Когда я пришла подкрепиться, тут уже кипела стихийная туса, мало напоминавшая обязательное мероприятие в актовом зале. В центре внимания кучки пацанов и девчонок из средней и старшей групп были Розочка и Тухлый, взобравшиеся на стол. Тухлый изображал из себя битбоксера, а Розочка под его «дунц-дунц» начитывал репчик собственного сочинения. И то, и другое вызывали горячий отклик в массах, топавших ногами, свистевших и колотивших ложками в такт. Финальный аккорд в эту сцену вносила повариха теть Люда, отчаянно, но безуспешно пытавшаяся согнать творческий дуэт со стола поварешкой. В ответ на ее атаку Розочка только еще пуще «жег глаголом»:
Вы все здесь больны: Аня, Саша, Катя, Витя.
Хоть одного здорового мне покажите!
Ваше поведение нуждается в коррекции,
Поставит вам диагноз анальная инспекция.
Лечиться не хотите?
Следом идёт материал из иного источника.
PR #390, opened 2020-12-04
Fix CSV download

inglesp:
Also includes a couple of other random commits from the branch I was working on, sorry.

### DIFF
--- a/builder/actions.py
+++ b/builder/actions.py
@@ -88,6 +88,7 @@ def save(*, draft):
     All this does is unset the draft_owner attribute.
     """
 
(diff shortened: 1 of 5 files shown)


builder/actions.py
```diff
@@ -88,6 +88,7 @@ def save(*, draft):
     All this does is unset the draft_owner attribute.
     """
 
+    assert not draft.code_objs.filter(status__in=["?", "!"]).exists()
```
ghickman, line 91: A comment with this line just to sum up what it's asserting would be great, I can't remember what `?` and `!` mean.

ghickman (approved):
The comment can come whenever you have the time!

Как будто вас спросили.
Назначим принудительную калотерапию.
Дерьмом залепим уши, говном накормим рот,
Чтобы получился здоровый идиот.
— А теперь все вместе! — подзадорил публику битбоксер.
Рок — это кал,
Система — кал.
Восп, ты меня реально достал.
Чтоб ты себя до бровей задристал!
Рок — это кал,
Система — кал.
Я вздохнула и пошла к опустевшему раздаточному окошку, у которого копошился Лопасть, к музыке, очевидно, равнодушный. Подойдя поближе, я увидела, что пацан без зазрения совести набивал карманы толстовки котлетами, собирая их прямо с тарелок.
— Эй, ты чего делаешь?! — справедливо возмутилась я. — А что остальным останется? Макароны с таком?
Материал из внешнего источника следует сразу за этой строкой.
Issue #2420, opened 2025-04-09
Django 5.2 Upgrade


Jongmassey:
# Why are we doing this?

We are currently running Django 5.1, for which the end of extended support is 2025-12.
Django 5.2 was [released](https://docs.djangoproject.com/en/5.2/releases/5.2/) 2025-04-02.

Our dependency updating system is [starting to suggest](https://github.com/opensafely-core/opencodelists/pull/2399/files) upgrading to 5.2.

There are some major changes in 5.2 which might cause us problems.

We neither have 100% test coverage, nor good automated end-to-end tests. 

# How will we know when it's done?

When OpenCodelists runs successfully on Django 5.2 — both automated and manual testing of all features is successful — in production

# What are we doing?

- [x] Pin django to `>=5.1,<5.2` such that other dependency updates may proceed. #2423 
- [ ] Test the upgrade to 5.2
- [ ] Un-pin django to allow updates to proceed

---

[Defining delivery tasks guidance](https://bennett.wiki/tech-group/delivery-process/task-definition/)

StevenMaude:
We do at least have some end-to-end testing now, which gives us a little more confidence in upgrades. This may still need some manual testing too.

PR #2423, opened 2025-04-10
Pin django to v5.1.x

Jongmassey:
`django` is already at 5.1.8 in requirements.[prod|dev].txt so trying to update just this package has no effect, but definitely does not bump to 5.2


StevenMaude (approved):
thought: This looks fine; you could maybe link to the existing issue #2420 either in the commit comment or a comment here, so someone looking at the requirements knows the reason for it's pinned.

Jongmassey:
Seems sensible, comment added!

— Ва это, — невнятно промямлил Лопасть, у которого еще одна котлета была во рту. — Хавшиком запафаться надо. Так всевда делают, ковда война там или пвиводная катаствофа.
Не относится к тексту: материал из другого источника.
PR #2430, opened 2025-04-14
Populate development dbs with test fixture data

### LINKED ISSUE #2313: Populate development DB(s) with test fixture data
Following from discussion in #2117 it seems like using the test fixture data as dummy data for development is an attractive alternative to using a copy of the production database.

The OpenCodelists tests contain a number of fixtures (e.g. [here](https://github.com/opensafely-core/opencodelists/blob/main/opencodelists/tests/fixtures.py) but NB there exist fixtures in other apps) which are small, internally consistent, comprehensive (in terms of coding systems and site features), and devoid of user PII.

The comprehensiveness of these test fixtures ensures adequate test coverage, but also makes them potentially useful for interactively and iteratively developing new features/fixing bugs.

Being PyTest fixtures, these are loaded into in-memory sqlite databases which are created at the beginning of a test session and destroyed at the end. To be useful as development data, a process to load them into persistent on-disk sqlite databases would be required.

Directly calling the test fixtures outside of a PyTest test is not permitted so some other way around this may be required (see [this comment](https://github.com/opensafely-core/opencodelists/issues/2117#issuecomment-2517454652) for relevant prior art in ehrQL).

This work may or may not be affected to changes to our test database configuration required for upgrading to Django 5.1.x in #2115

KatieB5:
Closes #2313.

### What has been done?
A `setup_local_dev_databases` management command deletes, rebuilds and populates databases (dbs). This is called from a `just` recipe which deletes and rebuilds the core db. Both are safe by default. The result is a lightweight local development setup that uses our test data. 

You can use the `just` recipe in **safe-mode**: `just build-dbs-for-local-development`
To actually **delete local dbs** if you have them, pass the `nuclear` argument: `just build-dbs-for-local-development nuclear`

#### A note on design choices
Originally, deletion of the core db occurred inside the management command. However, this led to unexpected behaviour. When a Django management command is invoked, it triggers `django.setup()` and the [app initialization process](https://docs.djangoproject.com/en/5.1/ref/applications/#initialization-process). During initialization, Django loads `settings.py`and expects the core database to exist at the path in `DATABASES`. If it's missing, SQLite creates a `db.sqlite3` file automatically. If the file is deleted after initialization, when migrations are run later in the same process, they don’t trigger a reinitialization of the app and re-check for the presence of the database file, so a new core db isn't recreated. 

Addressing this would require reinitializing the Django app from within the command — a potentially complex rabbit hole. Instead, the deletion step was moved out of the management command and into the `just` recipe.

### DIFF
--- a/justfile
+++ b/justfile
@@ -247,6 +247,42 @@ assets-test: assets-install
     npm run test:coverage
 
 
+# Build a lightweight local development setup using test fixture data.
+build-dbs-for-local-development nuclear="":
+    #!/usr/bin/env bash
+    set -euo pipefail
+
+    # WARNING: Passing 'nuclear' to this just recipe will create a
+    # backup copy of your current local db, if it exists, then create a
+    # new empty core `db.sqlite3` in the root directory of your
+    # opencodelists project folder.
+    if [ -n "{{ nuclear }}" ]; then
+
+        if [[ -z "${DATABASE_URL:-}" ]]; then
+            CORE_DB_PATH="db.sqlite3"
+            else
+            CORE_DB_PATH="${DATABASE_URL/sqlite:\/\/\//}"
+            fi
+        echo "Nuclear option enabled: moving $CORE_DB_PATH to $CORE_DB_PATH.backup"
+
+        mv "$CORE_DB_PATH" "$CORE_DB_PATH.backup"
+
+        # Set up or update the local dev environment:
+        # - Recreates core DB and applies migrations
+        just dev-setup
+
+        # Run custom command to:
+        # - Load CodingSystemReleases needed for the test data fixtures
+        # - Remove old coding system release dbs (with confirmation)
+        # - Create and migrate new coding system release dbs
+        # - Load test data into coding system release dbs
+        $BIN/python manage.py setup_local_dev_databases
+    else
+        echo "Skipping creation of a new empty core db.sqlite3. Run with 'nuclear' parameter to enable."
+    fi
+
+
+
 # build docker image env=dev|prod
 docker-build env="dev": _env
     {{ just_executable() }} docker/build {{ env }}
--- a/opencodelists/management/commands/setup_local_dev_databases.py
+++ b/opencodelists/management/commands/setup_local_dev_databases.py
@@ -1,0 +1,120 @@
+import sys
+
+from django.core.management import BaseCommand, call_command
+
+from coding_systems.versioning.models import (
+    CodingSystemRelease,
+    build_db_path,
+    update_coding_system_database_connections,
+)
+from opencodelists import settings
+from opencodelists.tests.fixtures import build_fixtures
+
+
+class Command(BaseCommand):
+    help = """Populates local opencodelists dbs with test fixture data:
+           Loads the CodingSystemReleases needed for the snomed and dmd
+           fixtures into the Core db (you will be prompted for consent
+           to do this), deletes existing test coding system release dbs,
+           creates new coding system release dbs, populates these with
+           test fixture data, instantiates a universe of fixture
+           objects, and creates a superuser. Running this command
+           directly is not recommended, instead use `just
+           build-dbs-for-local-development`"""
+
+    def handle(self, *args, **options):
+        if not settings.DEBUG:
+            self.stderr.write(
+                "This management command will not run in a production environment."
+            )
+            sys.exit(1)
+
+        load_versioning_fixture_answer = input(
+            "Running this command will load the CodingSystemReleases needed for the snomed and dmd test fixtures, into the Core db. Any local test coding system release dbs will then be deleted and recreated. Do you want to proceed? (Y/n)"
+        )
+
+        if load_versioning_fixture_answer == "n":
+            return
+
+        call_command(
+            "loaddata",
+            "coding_systems/versioning/fixtures/coding_system_releases.json",
+        )
+
+        self.stdout.write("Deleting local coding system release dbs...")
+        for coding_system_release in CodingSystemRelease.objects.all():
+            db_path = build_db_path(coding_system_release)
+            if db_path.exists():
+                db_path.unlink()
+                self.stdout.write(f"{str(db_path)} has been deleted")
+
+        self.stdout.write(
+            "Migrating coding system release dbs and populating them with test fixture data"
+        )
+
+        update_coding_system_database_connections()
+
+        # migrate snomedct test db and load test fixtures
+        call_command("migrate", "snomedct", database="snomedct_test_20200101")
+
+        call_command(
+            "loaddata",
+            "coding_systems/snomedct/fixtures/core-model-components.snomedct_test_20200101.json",
+            database="snomedct_test_20200101",
+        )
+
+        call_command(
+            "loaddata",
+            "coding_systems/snomedct/fixtures/tennis-elbow.snomedct_test_20200101.json",
+            database="snomedct_test_20200101",
+        )
+
+        call_command(
+            "loaddata",
+            "coding_systems/snomedct/fixtures/tennis-toe.snomedct_test_20200101.json",
+            database="snomedct_test_20200101",
+        )
+
+        # migrate dmd test db and load test fixture
+        call_command("migrate", "dmd", database="dmd_test_20200101")
+
+        call_command(
+            "loaddata",
+            "coding_systems/dmd/fixtures/asthma-medication.dmd_test_20200101.json",
+            database="dmd_test_20200101",
+        )
+
+        # migrate bnf test db and load test fixture
+        call_command("migrate", "bnf", database="bnf_test_20200101")
+
+        call_command(
+            "loaddata",
+            "coding_systems/bnf/fixtures/asthma.bnf_test_20200101.json",
+            database="bnf_test_20200101",
+        )
+
+        # migrate icd10 test db and load test fixture
+        call_command("migrate", "icd10", database="icd10_test_20200101")
+        call_command(
+            "loaddata",
+            "coding_systems/icd10/fixtures/icd10.icd10_test_20200101.json",
+            database="icd10_test_20200101",
+        )
+
+        # instantiate the test data universe
+        build_fixtures()
+
+        call_command(
+            "createsuperuser",
+            no_input=True,
+            username="localdev",
+            email="localdev@example.com",
+        )
+
+        self.stdout.write(
+            "Local setup complete! You can now:\n"
+            " - Log in as `localdev`\n"
+            " - Search for 'arthritis', 'tennis', and 'elbow'\n"
+            " - Build codelists with the concepts returned from these searches (see /opencodelists/opencodelists/tests/fixtures.py for more info)\n"
+            " - View a BNF codelist, a minimal codelist, and a new-style SNOMED CT codelist"
+        )
--- a/opencodelists/tests/management/commands/test_setup_local_dev_databases.py
+++ b/opencodelists/tests/management/commands/test_setup_local_dev_databases.py
@@ -1,0 +1,14 @@
+import pytest
+from django.core.management import call_command
+
+# from opencodelists.management.commands import setup_local_dev_databases
+from opencodelists import settings
+
+
+def test_setup_local_dev_databases_exits_early_when_in_prod_environment(monkeypatch):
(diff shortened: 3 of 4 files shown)


justfile
```diff
@@ -247,6 +247,32 @@ assets-test: assets-install
...
+    set -euo pipefail
+
+    # WARNING: Passing 'nuclear' to this just recipe will delete
+    # `db.sqlite3` if it exists in the project root.
+    if [ -n "{{ nuclear }}" ]; then
+        echo "Nuclear option enabled: deleting db.sqlite3"
+        rm -f db.sqlite3
+        # Set up or update the local dev environment:
+        # - Recreates core DB and applies migrations
+        just dev-setup
```
Jongmassey, line 262: What was your thinking about referencing this here rather than at the start of the recipe? E.g.

`build-dbs-for-local-development nuclear="": dev-setup`

opencodelists/management/commands/setup_local_dev_databases.py
```diff
@@ -0,0 +1,103 @@
...
+from opencodelists import settings
+from opencodelists.tests.fixtures import build_fixtures
+
+
+class Command(BaseCommand):
+    help = """Populates local opencodelists dbs with test fixture data: Loads the CodingSystemReleases needed for the snomed and dmd fixtures into the Core db (you will be prompted for consent to do this), sets up new coding system release dbs, populates them with test fixture data, instantiates a universe of fixture objects, and creates a superuser."""
+
+    def handle(self, *args, **options):
+        load_versioning_fixture_answer = input(
+            "Running this command will load the CodingSystemReleases needed for the snomed and dmd test fixtures, into the Core db. Do you want to proceed? (Y/n)"
```
Jongmassey, line 13: There is no warning about deleting all the databases here!

opencodelists/management/commands/setup_local_dev_databases.py
```diff
@@ -0,0 +1,103 @@
...
+            "\nFound the following databases in your local opencodelists setup:\n"
+        )
+
+        for path in database_paths:
+            self.stdout.write(str(path))
+
+        self.stdout.write("Deleting local coding system release dbs...")
+        for path in database_paths:
+            path.unlink()
+            self.stdout.write(f"{str(path)} has been deleted")
```
Jongmassey, line 36: I should have read the code before running...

— А у нас что? — спросила я, кивая на разошедшихся фанатов репа. — Война или катастрофа?
— И то, и двугое.
Кстати, у меня возникло ощущение, что запасливый Юрка прав. Потому что в столовку вступили титаны, направляясь к обездоленным котлетами тарелкам. Лопасть бодро глотнул компоту и пустился наутек, явно намереваясь слиться с массовкой, скандирующей припев. Но тут Розочка МС заприметил вновь прибывших и вдохновился на импровизацию:
Есть в «Дурдоме» идиоты особой породы.
Встречайте, только у нас: жополизы-говноёбы!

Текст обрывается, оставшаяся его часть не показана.